PR #3621, opened 2020-03-05
improves sourcemaps

christianalfoni:
sourcemaps has been broken in dev. Now they work and is scoped to `src/app`, meaning it looks like this:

══════

ACTIVITY
Output the data above in full and exactly.

WRITTEN ANSWER
PR #3621, opened 2020-03-05
improves sourcemaps

christianalfoni:
sourcemaps has been broken in dev. Now they work and is scoped to `src/app`, meaning it looks like this:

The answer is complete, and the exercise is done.